Middle school students, under the direction of Doug Woodrow, showed a video they’d produced about Okanogan.
In the afternoon, participants broke up into groups to brainstorm on issues such as recruiting volunteers, developing leaders, engaging youth in the community, and reducing waste and increasing recycling/repurposing, Warner said.
People learned about a student initiative to increase graduation rates and developing a database of volunteer needs.
“People learned about resources they didn’t know were there,” she said.
“I really enjoyed the group activity in the afternoon,” Okanogan sophomore Nacole Todd said. “I got to interact with adults and hear their stories about being a leader.”
“I came out of the event feeling energized and realizing what a great place Okanogan is to live,” Cate said. “So many people dedicated to the rural lifestyle and trying to do their part to make it an even better place.”

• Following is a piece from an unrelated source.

PR #87, opened 2021-04-11
Fix API compatibility with Redis unstable.

yossigo:
The fix introduced by redis/redis#8670 makes it mandatory for modules to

Slow Food Okanogan provided lunch from local products. The Okanogan Grange women provided pie and the Okanogan Chamber of Commerce kept the coffee pot full.
“It was great to see how the community came together to put it on,” freshman Jill Townsend said.
Next year’s Success Summit will be in Douglas County, probably in Mansfield or Waterville, Warner said.
Last year’s event was in Entiat.
“Having grown up in Entiat, it was great to have people from there, where the last summit was, come to Okanogan. I am also excited to go to next year’s summit,” Cate said.